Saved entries
== Segment start ==

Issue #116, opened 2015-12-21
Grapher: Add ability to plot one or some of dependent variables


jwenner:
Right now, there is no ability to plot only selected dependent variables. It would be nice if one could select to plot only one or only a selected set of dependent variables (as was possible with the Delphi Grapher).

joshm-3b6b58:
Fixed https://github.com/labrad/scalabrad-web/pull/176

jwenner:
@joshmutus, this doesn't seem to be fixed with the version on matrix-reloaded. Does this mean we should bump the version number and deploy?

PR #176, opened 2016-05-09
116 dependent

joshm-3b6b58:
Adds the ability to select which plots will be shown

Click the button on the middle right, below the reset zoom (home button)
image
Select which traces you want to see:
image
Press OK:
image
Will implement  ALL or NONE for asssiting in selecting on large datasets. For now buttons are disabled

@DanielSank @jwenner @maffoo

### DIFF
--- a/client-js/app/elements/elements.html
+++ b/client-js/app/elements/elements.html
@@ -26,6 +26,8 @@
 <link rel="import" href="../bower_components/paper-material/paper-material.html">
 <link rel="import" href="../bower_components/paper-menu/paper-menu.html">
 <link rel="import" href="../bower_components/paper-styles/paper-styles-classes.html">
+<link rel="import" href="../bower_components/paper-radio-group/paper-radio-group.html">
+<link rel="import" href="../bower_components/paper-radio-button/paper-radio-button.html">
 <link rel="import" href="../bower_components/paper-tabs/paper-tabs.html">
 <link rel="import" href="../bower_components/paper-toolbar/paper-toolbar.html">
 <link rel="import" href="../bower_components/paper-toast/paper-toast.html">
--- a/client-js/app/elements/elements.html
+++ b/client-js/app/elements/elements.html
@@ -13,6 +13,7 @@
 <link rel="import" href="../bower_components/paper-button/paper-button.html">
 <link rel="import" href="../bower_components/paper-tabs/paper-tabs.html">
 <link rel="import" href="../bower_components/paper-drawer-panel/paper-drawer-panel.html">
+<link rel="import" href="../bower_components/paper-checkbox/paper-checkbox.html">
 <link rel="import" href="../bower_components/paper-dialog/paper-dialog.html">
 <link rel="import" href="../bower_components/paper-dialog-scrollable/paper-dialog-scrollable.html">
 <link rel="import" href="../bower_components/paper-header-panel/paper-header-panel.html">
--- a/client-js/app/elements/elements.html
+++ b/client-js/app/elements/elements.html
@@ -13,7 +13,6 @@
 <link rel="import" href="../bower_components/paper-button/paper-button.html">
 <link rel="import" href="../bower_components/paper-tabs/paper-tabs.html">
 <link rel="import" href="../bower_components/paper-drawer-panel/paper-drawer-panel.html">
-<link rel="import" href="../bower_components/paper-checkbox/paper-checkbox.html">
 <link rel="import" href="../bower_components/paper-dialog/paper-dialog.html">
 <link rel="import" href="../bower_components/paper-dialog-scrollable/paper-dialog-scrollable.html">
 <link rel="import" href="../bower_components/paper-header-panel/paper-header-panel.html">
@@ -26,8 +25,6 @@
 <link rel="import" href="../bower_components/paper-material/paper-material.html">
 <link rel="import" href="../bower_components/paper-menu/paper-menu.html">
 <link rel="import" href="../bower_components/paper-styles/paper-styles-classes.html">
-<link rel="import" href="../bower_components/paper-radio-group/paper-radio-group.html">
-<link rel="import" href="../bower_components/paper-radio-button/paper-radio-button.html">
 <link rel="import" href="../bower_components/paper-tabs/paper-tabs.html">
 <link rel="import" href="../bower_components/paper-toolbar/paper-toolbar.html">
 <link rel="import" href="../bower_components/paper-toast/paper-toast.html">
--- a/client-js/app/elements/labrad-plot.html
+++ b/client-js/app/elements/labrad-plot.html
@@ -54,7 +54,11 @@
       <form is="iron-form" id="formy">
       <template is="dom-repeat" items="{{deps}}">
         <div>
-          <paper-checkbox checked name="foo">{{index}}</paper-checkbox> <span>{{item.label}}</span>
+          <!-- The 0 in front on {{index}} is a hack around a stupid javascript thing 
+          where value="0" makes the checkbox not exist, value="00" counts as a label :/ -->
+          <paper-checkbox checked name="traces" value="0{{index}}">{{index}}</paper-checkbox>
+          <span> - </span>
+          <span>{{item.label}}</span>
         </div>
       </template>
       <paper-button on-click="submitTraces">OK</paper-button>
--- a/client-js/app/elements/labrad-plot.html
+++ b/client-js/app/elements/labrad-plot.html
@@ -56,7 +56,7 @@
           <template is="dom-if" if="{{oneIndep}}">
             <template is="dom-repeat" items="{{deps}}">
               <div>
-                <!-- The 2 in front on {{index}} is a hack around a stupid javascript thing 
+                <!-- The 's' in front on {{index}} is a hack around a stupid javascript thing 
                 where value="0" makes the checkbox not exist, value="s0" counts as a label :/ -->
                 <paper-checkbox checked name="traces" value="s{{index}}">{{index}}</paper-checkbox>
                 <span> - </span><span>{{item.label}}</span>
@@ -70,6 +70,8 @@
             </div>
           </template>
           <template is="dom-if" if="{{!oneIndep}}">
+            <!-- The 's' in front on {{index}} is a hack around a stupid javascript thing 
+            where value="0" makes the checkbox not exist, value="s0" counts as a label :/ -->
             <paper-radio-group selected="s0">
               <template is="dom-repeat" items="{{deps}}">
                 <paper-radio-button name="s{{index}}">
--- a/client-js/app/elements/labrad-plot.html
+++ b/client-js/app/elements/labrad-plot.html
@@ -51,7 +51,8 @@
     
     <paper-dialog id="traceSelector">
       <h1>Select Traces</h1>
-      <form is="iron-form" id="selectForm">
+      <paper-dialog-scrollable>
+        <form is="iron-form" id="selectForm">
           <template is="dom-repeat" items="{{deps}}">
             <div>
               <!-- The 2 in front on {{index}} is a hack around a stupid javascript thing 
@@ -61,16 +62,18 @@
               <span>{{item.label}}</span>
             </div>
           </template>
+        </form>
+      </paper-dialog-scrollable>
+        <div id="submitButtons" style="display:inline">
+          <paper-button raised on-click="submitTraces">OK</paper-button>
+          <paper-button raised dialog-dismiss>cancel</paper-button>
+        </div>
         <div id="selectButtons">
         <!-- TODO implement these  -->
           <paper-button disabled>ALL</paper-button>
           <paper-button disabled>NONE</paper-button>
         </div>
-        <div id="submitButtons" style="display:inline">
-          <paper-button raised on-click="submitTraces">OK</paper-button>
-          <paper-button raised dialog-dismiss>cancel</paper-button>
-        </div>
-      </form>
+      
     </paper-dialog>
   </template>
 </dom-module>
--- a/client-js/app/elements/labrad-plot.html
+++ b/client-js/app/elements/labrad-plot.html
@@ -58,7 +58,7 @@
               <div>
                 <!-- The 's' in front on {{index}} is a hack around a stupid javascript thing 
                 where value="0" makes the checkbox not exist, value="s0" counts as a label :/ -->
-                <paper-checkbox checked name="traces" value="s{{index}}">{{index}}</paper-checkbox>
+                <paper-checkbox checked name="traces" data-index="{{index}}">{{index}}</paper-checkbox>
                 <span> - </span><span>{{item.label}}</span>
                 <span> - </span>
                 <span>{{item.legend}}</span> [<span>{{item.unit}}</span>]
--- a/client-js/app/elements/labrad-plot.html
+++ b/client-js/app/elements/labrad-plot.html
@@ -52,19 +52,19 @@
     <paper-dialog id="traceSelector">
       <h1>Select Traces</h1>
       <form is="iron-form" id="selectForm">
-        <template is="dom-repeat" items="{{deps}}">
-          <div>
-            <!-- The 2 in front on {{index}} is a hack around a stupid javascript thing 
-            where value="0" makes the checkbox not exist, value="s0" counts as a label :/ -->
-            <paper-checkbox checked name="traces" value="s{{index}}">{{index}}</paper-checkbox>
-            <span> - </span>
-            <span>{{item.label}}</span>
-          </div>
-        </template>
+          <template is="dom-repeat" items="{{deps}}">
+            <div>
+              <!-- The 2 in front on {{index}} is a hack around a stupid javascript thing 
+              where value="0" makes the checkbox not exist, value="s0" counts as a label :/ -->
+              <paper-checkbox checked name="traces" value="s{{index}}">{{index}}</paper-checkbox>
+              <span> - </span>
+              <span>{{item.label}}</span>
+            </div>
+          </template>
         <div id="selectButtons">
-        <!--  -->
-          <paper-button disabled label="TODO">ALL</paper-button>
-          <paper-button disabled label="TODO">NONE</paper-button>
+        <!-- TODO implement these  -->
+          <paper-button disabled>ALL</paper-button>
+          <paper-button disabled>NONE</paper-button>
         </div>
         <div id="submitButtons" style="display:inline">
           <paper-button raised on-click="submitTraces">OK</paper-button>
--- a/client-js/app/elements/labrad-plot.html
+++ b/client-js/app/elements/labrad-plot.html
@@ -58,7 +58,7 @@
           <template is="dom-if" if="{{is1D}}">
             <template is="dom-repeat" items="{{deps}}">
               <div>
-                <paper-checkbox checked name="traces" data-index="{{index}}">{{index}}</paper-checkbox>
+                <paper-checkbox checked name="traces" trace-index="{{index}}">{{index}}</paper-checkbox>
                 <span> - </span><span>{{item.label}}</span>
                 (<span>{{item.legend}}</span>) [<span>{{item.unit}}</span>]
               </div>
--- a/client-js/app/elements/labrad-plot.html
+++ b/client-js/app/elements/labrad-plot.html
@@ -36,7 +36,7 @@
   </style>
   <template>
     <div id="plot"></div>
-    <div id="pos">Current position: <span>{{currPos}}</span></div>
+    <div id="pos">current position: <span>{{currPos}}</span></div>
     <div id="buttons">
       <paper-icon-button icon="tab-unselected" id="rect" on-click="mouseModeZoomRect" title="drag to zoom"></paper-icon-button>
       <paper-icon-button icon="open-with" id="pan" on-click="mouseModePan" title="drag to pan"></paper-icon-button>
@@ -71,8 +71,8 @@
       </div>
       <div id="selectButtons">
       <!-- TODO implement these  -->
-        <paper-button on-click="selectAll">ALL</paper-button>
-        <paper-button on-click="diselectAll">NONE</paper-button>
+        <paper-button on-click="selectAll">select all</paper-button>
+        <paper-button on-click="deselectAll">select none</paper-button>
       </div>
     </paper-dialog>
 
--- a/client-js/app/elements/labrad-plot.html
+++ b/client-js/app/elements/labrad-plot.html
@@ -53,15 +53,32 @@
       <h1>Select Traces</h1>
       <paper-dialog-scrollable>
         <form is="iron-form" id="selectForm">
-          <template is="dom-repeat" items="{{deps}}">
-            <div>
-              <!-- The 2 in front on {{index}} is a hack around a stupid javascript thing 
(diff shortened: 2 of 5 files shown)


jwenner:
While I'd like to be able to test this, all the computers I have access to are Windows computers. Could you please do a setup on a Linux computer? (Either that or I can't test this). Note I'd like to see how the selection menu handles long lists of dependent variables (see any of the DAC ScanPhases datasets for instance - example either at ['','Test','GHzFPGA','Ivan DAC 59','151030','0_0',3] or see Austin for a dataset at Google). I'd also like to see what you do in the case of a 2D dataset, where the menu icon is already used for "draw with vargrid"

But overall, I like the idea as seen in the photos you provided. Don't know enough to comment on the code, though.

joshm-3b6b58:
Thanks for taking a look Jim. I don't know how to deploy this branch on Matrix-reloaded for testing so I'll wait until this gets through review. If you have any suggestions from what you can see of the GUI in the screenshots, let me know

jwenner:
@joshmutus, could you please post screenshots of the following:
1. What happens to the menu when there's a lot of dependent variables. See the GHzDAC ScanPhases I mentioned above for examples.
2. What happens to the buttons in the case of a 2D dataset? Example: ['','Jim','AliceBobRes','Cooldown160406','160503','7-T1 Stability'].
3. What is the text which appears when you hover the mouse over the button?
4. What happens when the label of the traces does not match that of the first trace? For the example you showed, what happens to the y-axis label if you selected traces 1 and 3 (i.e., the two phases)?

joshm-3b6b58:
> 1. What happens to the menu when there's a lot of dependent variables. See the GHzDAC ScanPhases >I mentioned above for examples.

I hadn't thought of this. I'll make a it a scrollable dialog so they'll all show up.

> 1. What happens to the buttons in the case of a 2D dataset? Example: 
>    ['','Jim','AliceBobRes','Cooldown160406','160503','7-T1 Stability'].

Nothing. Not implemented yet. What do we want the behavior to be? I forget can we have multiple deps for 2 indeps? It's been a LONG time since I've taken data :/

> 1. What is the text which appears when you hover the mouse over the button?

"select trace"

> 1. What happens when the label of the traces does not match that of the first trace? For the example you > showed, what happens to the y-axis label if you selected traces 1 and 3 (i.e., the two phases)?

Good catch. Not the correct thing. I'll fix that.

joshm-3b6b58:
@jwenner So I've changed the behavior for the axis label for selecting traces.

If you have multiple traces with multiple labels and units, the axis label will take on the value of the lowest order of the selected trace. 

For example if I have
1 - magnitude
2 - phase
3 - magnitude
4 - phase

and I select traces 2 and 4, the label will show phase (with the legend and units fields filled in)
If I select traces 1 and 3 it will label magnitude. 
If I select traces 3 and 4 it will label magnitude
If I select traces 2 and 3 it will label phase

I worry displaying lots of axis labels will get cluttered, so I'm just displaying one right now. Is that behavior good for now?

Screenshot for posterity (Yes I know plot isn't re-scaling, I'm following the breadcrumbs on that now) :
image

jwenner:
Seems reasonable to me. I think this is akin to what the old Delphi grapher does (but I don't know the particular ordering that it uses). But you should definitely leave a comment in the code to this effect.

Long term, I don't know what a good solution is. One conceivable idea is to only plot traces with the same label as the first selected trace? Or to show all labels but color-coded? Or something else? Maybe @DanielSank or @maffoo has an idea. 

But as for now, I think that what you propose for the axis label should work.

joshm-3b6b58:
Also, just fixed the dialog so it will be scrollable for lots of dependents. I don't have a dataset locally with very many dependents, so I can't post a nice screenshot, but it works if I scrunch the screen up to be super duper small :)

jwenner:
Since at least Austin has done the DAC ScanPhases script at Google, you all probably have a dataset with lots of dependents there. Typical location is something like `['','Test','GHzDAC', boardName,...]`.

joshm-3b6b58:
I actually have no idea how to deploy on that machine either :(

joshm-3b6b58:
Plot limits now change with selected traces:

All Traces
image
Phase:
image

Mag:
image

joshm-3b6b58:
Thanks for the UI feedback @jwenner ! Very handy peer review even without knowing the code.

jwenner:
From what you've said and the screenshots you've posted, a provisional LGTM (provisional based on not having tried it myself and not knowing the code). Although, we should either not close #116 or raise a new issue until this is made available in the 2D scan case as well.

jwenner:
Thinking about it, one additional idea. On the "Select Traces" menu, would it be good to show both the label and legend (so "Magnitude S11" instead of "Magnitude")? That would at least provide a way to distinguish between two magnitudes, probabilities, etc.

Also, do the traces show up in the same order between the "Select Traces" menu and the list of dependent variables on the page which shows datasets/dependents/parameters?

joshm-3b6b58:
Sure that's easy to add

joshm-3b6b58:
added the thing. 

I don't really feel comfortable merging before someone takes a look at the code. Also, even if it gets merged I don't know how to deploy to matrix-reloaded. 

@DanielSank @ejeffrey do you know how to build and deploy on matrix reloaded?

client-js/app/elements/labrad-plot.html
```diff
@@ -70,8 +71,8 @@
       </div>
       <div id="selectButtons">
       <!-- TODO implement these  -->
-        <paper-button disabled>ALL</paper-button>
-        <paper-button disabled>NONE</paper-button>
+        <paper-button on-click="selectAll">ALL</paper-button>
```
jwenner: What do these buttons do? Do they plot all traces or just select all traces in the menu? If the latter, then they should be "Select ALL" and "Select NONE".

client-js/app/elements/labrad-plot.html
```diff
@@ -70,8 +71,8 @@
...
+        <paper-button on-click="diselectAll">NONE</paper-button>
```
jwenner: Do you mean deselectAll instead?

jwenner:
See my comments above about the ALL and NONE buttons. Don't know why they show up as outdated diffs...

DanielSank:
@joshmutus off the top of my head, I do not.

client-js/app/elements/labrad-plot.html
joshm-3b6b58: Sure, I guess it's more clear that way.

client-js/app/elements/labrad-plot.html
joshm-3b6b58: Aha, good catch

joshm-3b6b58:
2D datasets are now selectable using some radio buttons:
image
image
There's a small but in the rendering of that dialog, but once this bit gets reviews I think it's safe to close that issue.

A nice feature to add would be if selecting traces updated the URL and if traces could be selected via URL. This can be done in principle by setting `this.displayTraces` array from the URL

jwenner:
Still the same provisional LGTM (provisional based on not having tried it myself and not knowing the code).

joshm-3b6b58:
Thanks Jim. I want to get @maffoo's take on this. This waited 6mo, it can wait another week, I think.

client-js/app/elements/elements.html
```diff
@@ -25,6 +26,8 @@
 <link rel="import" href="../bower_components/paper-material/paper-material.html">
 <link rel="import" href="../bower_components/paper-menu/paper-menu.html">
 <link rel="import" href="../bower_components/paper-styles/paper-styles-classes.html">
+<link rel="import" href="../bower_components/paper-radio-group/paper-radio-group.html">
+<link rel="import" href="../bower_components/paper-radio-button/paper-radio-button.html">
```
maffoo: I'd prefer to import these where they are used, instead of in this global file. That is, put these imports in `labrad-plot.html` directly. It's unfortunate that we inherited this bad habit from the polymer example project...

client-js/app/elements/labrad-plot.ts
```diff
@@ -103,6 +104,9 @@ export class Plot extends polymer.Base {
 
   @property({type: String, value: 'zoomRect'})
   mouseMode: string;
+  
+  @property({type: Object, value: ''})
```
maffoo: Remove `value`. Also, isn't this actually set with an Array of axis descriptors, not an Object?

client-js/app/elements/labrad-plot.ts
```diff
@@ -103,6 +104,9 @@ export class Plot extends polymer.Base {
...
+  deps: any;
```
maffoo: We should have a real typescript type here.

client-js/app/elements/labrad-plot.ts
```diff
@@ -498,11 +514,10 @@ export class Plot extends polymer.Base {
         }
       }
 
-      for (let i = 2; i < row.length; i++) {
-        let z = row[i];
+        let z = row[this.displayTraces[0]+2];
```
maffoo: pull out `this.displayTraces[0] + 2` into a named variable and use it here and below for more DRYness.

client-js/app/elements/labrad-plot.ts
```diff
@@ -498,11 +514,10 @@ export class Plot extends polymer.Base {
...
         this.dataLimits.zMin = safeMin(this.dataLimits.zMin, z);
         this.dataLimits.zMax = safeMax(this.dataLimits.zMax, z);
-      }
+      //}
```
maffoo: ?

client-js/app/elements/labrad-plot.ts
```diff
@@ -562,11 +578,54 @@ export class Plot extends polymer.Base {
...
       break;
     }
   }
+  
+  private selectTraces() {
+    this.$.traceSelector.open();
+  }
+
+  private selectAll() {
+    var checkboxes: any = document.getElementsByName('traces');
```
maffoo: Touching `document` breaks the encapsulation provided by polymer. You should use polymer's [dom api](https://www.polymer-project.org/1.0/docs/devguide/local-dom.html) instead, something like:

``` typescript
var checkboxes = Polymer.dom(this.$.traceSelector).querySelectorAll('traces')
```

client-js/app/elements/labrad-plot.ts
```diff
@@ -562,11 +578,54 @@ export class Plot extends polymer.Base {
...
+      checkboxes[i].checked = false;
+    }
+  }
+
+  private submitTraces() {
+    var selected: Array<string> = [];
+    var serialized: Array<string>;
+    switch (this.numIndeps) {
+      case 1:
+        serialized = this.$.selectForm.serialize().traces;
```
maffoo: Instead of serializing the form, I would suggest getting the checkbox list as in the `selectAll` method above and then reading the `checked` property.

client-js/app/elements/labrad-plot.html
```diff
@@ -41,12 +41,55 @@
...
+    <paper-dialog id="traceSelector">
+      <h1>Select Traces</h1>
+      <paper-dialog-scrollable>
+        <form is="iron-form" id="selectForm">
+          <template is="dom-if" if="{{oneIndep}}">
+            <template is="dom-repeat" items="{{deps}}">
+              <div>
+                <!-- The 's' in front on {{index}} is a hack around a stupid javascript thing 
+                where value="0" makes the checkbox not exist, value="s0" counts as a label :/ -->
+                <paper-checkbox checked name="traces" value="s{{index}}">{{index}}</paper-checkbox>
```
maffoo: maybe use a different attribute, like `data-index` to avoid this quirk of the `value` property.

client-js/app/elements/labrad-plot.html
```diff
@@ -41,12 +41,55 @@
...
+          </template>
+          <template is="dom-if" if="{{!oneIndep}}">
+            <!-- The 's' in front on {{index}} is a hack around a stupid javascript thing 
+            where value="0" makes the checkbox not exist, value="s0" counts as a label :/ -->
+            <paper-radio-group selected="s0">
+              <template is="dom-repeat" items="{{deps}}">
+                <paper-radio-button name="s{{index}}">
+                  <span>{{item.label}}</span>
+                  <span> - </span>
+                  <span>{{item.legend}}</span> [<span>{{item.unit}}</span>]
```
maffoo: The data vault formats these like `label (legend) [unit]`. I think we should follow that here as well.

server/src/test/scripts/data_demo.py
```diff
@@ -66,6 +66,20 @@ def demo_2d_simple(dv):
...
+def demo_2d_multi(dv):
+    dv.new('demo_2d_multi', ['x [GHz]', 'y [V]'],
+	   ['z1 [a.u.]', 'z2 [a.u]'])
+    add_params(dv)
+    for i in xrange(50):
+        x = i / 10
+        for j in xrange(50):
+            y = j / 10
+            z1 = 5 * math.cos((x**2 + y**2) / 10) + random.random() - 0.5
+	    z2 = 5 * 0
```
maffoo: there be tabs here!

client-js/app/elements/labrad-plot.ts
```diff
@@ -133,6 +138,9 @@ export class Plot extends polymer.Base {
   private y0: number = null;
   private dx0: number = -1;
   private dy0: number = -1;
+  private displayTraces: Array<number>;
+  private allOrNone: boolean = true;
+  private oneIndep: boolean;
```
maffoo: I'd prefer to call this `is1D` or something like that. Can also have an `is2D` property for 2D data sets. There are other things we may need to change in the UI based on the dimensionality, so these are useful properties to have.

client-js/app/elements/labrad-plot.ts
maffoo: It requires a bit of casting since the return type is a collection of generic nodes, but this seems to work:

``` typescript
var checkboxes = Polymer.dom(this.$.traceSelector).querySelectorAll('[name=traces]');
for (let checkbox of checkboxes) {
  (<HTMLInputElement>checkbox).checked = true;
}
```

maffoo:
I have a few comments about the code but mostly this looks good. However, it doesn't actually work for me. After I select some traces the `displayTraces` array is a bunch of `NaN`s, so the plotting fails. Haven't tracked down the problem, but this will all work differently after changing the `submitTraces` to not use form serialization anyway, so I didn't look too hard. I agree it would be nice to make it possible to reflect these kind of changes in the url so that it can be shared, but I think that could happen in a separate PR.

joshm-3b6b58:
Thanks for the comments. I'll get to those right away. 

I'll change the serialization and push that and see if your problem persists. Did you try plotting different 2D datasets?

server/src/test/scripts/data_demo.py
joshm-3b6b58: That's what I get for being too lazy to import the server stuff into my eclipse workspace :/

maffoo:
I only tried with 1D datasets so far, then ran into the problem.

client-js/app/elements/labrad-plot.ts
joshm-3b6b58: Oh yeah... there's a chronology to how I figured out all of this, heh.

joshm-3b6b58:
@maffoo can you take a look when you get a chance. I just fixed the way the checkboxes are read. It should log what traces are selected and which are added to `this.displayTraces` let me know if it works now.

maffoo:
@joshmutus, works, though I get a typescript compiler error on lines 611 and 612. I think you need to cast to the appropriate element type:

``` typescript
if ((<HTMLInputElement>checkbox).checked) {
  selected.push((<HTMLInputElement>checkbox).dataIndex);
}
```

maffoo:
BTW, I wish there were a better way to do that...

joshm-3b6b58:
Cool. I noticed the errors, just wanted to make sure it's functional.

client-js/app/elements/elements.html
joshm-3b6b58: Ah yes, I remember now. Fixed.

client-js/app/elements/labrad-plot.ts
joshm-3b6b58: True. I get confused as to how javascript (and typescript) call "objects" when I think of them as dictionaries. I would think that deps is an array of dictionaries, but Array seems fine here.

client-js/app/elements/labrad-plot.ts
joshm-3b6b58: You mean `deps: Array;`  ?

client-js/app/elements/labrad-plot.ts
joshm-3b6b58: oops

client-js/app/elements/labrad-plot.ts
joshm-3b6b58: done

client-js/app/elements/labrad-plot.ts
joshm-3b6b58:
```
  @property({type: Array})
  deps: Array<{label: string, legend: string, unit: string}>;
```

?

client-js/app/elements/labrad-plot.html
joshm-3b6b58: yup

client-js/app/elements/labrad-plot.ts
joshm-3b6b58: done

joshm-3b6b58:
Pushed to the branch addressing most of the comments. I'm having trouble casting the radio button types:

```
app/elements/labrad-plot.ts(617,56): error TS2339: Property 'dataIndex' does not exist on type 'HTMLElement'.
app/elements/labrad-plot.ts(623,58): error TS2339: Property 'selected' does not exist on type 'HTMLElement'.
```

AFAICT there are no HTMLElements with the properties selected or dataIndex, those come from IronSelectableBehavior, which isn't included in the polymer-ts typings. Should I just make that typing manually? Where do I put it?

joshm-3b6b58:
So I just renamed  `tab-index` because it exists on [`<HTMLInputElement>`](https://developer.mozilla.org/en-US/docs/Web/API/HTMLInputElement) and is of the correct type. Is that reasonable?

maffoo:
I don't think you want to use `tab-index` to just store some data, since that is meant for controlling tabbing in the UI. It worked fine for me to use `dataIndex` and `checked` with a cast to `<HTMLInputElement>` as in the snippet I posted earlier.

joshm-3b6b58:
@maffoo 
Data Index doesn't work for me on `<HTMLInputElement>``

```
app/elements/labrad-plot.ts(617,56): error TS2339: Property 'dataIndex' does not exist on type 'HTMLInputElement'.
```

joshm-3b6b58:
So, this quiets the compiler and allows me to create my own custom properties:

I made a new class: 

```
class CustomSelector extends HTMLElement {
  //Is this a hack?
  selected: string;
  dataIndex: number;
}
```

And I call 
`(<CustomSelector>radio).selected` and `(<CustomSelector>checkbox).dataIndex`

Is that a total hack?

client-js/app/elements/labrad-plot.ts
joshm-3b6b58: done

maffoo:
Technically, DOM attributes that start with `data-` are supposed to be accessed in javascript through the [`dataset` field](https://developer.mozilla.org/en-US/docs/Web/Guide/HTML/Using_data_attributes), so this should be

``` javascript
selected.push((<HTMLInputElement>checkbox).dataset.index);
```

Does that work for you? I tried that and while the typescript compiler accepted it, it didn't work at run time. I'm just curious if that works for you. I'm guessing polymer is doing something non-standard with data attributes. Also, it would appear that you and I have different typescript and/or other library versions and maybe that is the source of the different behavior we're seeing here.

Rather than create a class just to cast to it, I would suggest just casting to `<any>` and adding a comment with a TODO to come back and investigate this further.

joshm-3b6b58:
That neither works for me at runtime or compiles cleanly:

== Segment end ==

● **Aim of the task**
Filter the entries down to the lines that include the string "plotting".

● **Solved problem**
I have a few comments about the code but mostly this looks good. However, it doesn't actually work for me. After I select some traces the `displayTraces` array is a bunch of `NaN`s, so the plotting fails. Haven't tracked down the problem, but this will all work differently after changing the `submitTraces` to not use form serialization anyway, so I didn't look too hard. I agree it would be nice to make it possible to reflect these kind of changes in the url so that it can be shared, but I think that could happen in a separate PR.
I'll change the serialization and push that and see if your problem persists. Did you try plotting different 2D datasets?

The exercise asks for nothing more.